PR #417, opened 2021-03-17
PP-7887 Trigger smoke tests for toolbox post-deploy

katstevens:
- Adds a generic task for running smoke tests, given a SMOKE_TEST_NAME corresponding to the name of the canary (this is likely to change in the near future)
- Adds the NodeJS script to trigger the canary via the AWS SDK (lifted entirely from @danworth and @rorymalcolm's [spike branch](https://github.com/alphagov/pay-ci/compare/PP-7670_spike_aws_canary), with a little tweaking for linting and error handling)
- Replaces the dummy smoke test steps with the steps to assume the trigger role for the deploy account, and call the NodeJS script for each scenario with the correct variables. 
 
Note that not all the Canaries are available yet in the AWS deploy account, only `card_payment_test` and `card_payment_staging`.

The new Concourse pipeline variable `pay_aws_deploy_account_id` has been added to the pay-dev and pay-deploy teams already.

**NOTE**: Not ready for merging yet - waiting for the Canaries to be available

### DIFF
--- a/ci/pipelines/deploy-to-production.yml
+++ b/ci/pipelines/deploy-to-production.yml
@@ -23,6 +23,59 @@ definitions:
     aws_ecr_registry_id: "((pay_aws_prod_account_id))"
     aws_region: eu-west-1
 
+  # Separate tasks for each combination of scenario/environment
+  smoke-test-run-all-on-production: &smoke-test-run-all-on-production
+    limit: 4
+    steps:
+      - task: run_create_card_payment_sandbox-production
+        file: pay-ci/ci/tasks/run-smoke-test.yml
+        params:
+          <<: *aws_assumed_role_creds
+          AWS_REGION: "eu-west-1"
+          SMOKE_TEST_NAME: "card_sandbox_prod"
+      - task: run_create_card_payment_smartpay-production
+        file: pay-ci/ci/tasks/run-smoke-test.yml
+        params:
+          <<: *aws_assumed_role_creds
+          AWS_REGION: "eu-west-1"
+          SMOKE_TEST_NAME: "card_smartpay_prod"
+      - task: run_create_card_payment_worldpay_with_3ds-production
+        file: pay-ci/ci/tasks/run-smoke-test.yml
+        params:
+          <<: *aws_assumed_role_creds
+          AWS_REGION: "eu-west-1"
+          SMOKE_TEST_NAME: "card_wpay_3ds_prod"
+      - task: run_create_card_payment_worldpay_with_3ds2-production
+        file: pay-ci/ci/tasks/run-smoke-test.yml
+        params:
+          <<: *aws_assumed_role_creds
+          AWS_REGION: "eu-west-1"
+          SMOKE_TEST_NAME: "card_wpay_3ds2_prod"
+      - task: run_create_card_payment_worldpay_with_3ds2_exemption-production
+        file: pay-ci/ci/tasks/run-smoke-test.yml
+        params:
+          <<: *aws_assumed_role_creds
+          AWS_REGION: "eu-west-1"
+          SMOKE_TEST_NAME: "card_wpay_3ds2ex_prod"
+      - task: run_create_card_payment_worldpay_without_3ds-production
+        file: pay-ci/ci/tasks/run-smoke-test.yml
+        params:
+          <<: *aws_assumed_role_creds
+          AWS_REGION: "eu-west-1"
+          SMOKE_TEST_NAME: "card_wpay_prod"
+      - task: run_cancel_card_payment_sandbox-production
+        file: pay-ci/ci/tasks/run-smoke-test.yml
+        params:
+          <<: *aws_assumed_role_creds
+          AWS_REGION: "eu-west-1"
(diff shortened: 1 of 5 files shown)


ci/pipelines/deploy-to-production.yml
```diff
@@ -23,6 +23,64 @@ definitions:
     aws_ecr_registry_id: "((pay_aws_prod_account_id))"
     aws_region: eu-west-1
 
+  # Separate tasks for each combination of scenario/environment
+  smoke-test-create-card-payment-sandbox-on-production: &smoke-test-create-card-payment-sandbox-on-production
```
danworth, line 27: I'm guilty of anchoring the original pr pipeline to within (or more likely beyond) an inch of its life and in hindsight it wasn't a fabulous idea (easier to write and modify but less easy to read 6 months later). I'm just wondering if these many anchors could be replaced with just one `&run-every-smoke-test` anchor since we seem to reference them all every time (unless I've miss-read it)?

katstevens: I tried doing that and the Concourse validation complained at me for having multiple tasks in the same anchor - very happy to squish them down if there's a way to do that?

danworth: Maybe concourse validation is trying to protect us from ourselves. Was it valid yaml but the concourse `validate-pipeline` didn't like it?

katstevens: Yep. If I did something like:

```
smoke-test-run-all-on-production: &smoke-test-run-all-on-production
    - task: run_create_card_payment_sandbox-production
      file: pay-ci/ci/tasks/run-smoke-test.yml
      params:
        <<: *aws_assumed_role_creds
        AWS_REGION: "eu-west-1"
        SMOKE_TEST_NAME: "card_sandbox_prod"
    - task: run_create_card_payment_smartpay-production
      file: pay-ci/ci/tasks/run-smoke-test.yml
      params:
        <<: *aws_assumed_role_creds
        AWS_REGION: "eu-west-1"
        SMOKE_TEST_NAME: "card_smartpay_prod"
     [etc]
```

Then I'd get the following when trying to commit:

```
error: yaml: map merge requires map or sequence of maps as the value
```

mrlumbu: you could potentially solve this problem and speed everything up by running them `in_parallel`  all https://concourse-ci.org/jobs.html#in-parallel-step. That would allow you to have one anchor for the top level in parallel bit, which would contain all these bad boys

katstevens: Ahhh that's perfect. Thanks @mrlumbu!

katstevens:
I've followed @mrlumbu's suggestion and grouped the tests under a single anchor, run `in_parallel` (which seems to validate OK). I've set the `limit: 4` for now as I don't want to overwhelm the Concourse workers.

ci/scripts/run_smoke_test.js
```diff
@@ -0,0 +1,76 @@
...
+      // Check failure details from S3 bucket
+      try {
+        const s3Objects = await getS3Objects(splitLocation, prefix)
+        const logFile = s3Objects.Contents.filter(obj => obj.Key.includes('.txt')).map(obj => obj.Key)[0]
+        const logStream = s3.getObject({ Bucket: splitLocation[0], Key: logFile }).createReadStream()
+        logStream.on('readable', () => {
+          console.log(`${logStream.read()}`)
+        })
+      } catch (error) {
+        console.log(error)
```
danworth, line 66: This could be something like
```
console.error("Failed to get details from S3:", error.message)
```

ci/scripts/run_smoke_test.js
```diff
@@ -0,0 +1,76 @@
...
+async function getS3Objects (splitLocation, prefix) {
+  return s3.listObjects({ Bucket: splitLocation[0], Prefix: prefix }).promise()
+}
+
+async function run () {
+  const startedAt = Date.now()
+  try {
+    await runCanary()
+  } catch (error) {
+    console.error(error)
```
danworth, line 36: Could add some context to the error
```
console.error("Failed to run canary: ", error.message)
```

ci/scripts/run_smoke_test.js
```diff
@@ -0,0 +1,76 @@
...
+    process.exitCode = 1
```
danworth, line 37: Not sure which is best practice (interested to know), but I've used the following before rather than `process.exitCode = 1` and `return`
```
process.exit(1)
```

danworth (approved):
Looks good to me. There's quite a bit in there but I'm sure we'll give it a good check once its up and running to make sure it behaves as expected. nice yaml :)

🏅 🏅

danworth:
> I've followed @mrlumbu's suggestion and grouped the tests under a single anchor, run `in_parallel` (which seems to validate OK). I've set the `limit: 4` for now as I don't want to overwhelm the Concourse workers.

Yeah I think the nice thing about how we're doing this, is that AWS/canaries are doing all the hard work and the node running on Concourse isn't doing much. Good to be cautious and see how it goes 👍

=-=-=-=-=

> Problem statement:
Return only the lines above that run from the opening line through the line containing "- Adds a generic", exactly as written.

> Result of the task:
PR #417, opened 2021-03-17
PP-7887 Trigger smoke tests for toolbox post-deploy

katstevens:
- Adds a generic task for running smoke tests, given a SMOKE_TEST_NAME corresponding to the name of the canary (this is likely to change in the near future)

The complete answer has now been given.